BEGIN

PR #2986, opened 2019-04-25
Master unbusy race

mbgrydeland:
Resolve race on waitinglist rushing between OC_F_BUSY and boc->state  …
When an object is ready for delivery, HSH_Unbusy was called before calling
ObjSetState([BOS_STREAM|BOS_FINISHED]). The HSH_Unbusy() call does the
waitinglist rushing, but HSH_Lookup() wanted to look at the boc->state and
if BOS_STREAM had been reached. This could cause requests woken to find
that the stream state still hadn't been reached (ObjSetState still hadn't
executed), and go back on the waitinglist.

To fix this, this patch reverts commit 0375791, and goes back to considering
OC_F_BUSY as the gate keeper for HSH_Lookup. This eliminates the race,
because HSH_Unbusy and HSH_Lookup then uses the same mutex.

That change opens up the possiblity that req code after HSH_Lookup() sees
an object that has not yet reached BOS_STREAM. In order to not have to add
new ObjWaitState() calls (with the additional locking cost that would
bring) to wait for BOS_STREAM, the order of events is changed throughout,
and calls ObjSetState([BOS_STREAM|BOS_FINISHED]) before HSH_Unbusy(). That
way, an object returned from HSH_Lookup() is guaranteed to be at least
BOS_STREAM.

### DIFF
--- a/bin/varnishd/cache/cache_fetch.c
+++ b/bin/varnishd/cache/cache_fetch.c
@@ -562,9 +562,8 @@ vbf_stp_fetch(struct worker *wrk, struct busyobj *bo)
 	assert(bo->fetch_objcore->boc->state == BOS_REQ_DONE);
 
 	if (bo->do_stream) {
-		ObjSetState(wrk, bo->fetch_objcore, BOS_PREP_STREAM);
-		HSH_Unbusy(wrk, bo->fetch_objcore);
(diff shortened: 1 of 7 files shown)


bsdphk:
Looks good to me and passes mild torture on 32&64 bit FreeBSD.

PR #3622, opened 2021-06-02
Support ACL as a vmod return type

nigoroll:
to the extent that the match operator `~` will actually accept vmod function/method calls returning it.

Because VMODs also need an invalid ACL value to signal error, we stop panicking for a NULL ACL and trigger a VCL failure instead.

The use case is not (yet) to generate dynamic ACLs, but rather to store and recall global ACL symbols.

This implementation was particularly simple thanks to Dridis work on #3555 and VCL_REGEX.

### DIFF
--- a/bin/varnishtest/tests/v00016.vtc
+++ b/bin/varnishtest/tests/v00016.vtc
@@ -89,7 +89,7 @@ varnish v1 -errvcl {resolves to too many addresses} {
 	}
 }
 
-varnish v1 -errvcl {Symbol 'foo' has wrong type (instance)} {
+varnish v1 -errvcl {Expression has type directors.shard, expected ACL} {
 	import directors;
 	backend b { .host = "${localhost}"; }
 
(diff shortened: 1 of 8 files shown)


bin/varnishtest/tests/v00016.vtc
```diff
@@ -103,7 +103,7 @@ varnish v1 -errvcl {Symbol 'foo' has wrong type (instance)} {
 	}
 }
 
-varnish v1 -syntax 4.0 -errvcl {Undefined acl foo} {
+varnish v1 -syntax 4.0 -errvcl {Expression has type directors.shard, expected ACL} {
```
nigoroll, line 106: Does anyone^Wany @Dridi see any issue with this change?
I understand that preserving support VCL 4.0 syntax is important to you, but do we _really_ need to keep the error messages identical? The complications would not seem justified to me.

nigoroll: pow wow agreed that error messages are not part of the API and may be subject to improvement

nigoroll:
It seems me doing the pugh to master before the rebase to this PRs branch has caused GH to show it as closed rather than merged. But it has been merged.

PR #3626, opened 2021-06-14
req: New hash_ignore_vary flag

Dridi:
It works like the hash_ignore_busy flag: it is disabled by default
and survives a restart, but as the name implies will skip vary checks
for object candidates.


nigoroll:
Can you motivate why `unset beresp.http.Vary` does not work?

nigoroll (approved):

Dridi:
Bugwash: OK but should eventually be documented in the "VCL design patterns" section.

Dridi:
33188acfa13f0abe5f025c63a6c181433888dd5e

END

» Goal of the exercise
Give again, unchanged, the lines running from the top of the material above through the line that has "ObjSetState([BOS_STREAM|BOS_FINISHED]). The HSH_Unbusy()", and nothing more.

» Result of the exercise
PR #2986, opened 2019-04-25
Master unbusy race

mbgrydeland:
Resolve race on waitinglist rushing between OC_F_BUSY and boc->state  …
When an object is ready for delivery, HSH_Unbusy was called before calling
ObjSetState([BOS_STREAM|BOS_FINISHED]). The HSH_Unbusy() call does the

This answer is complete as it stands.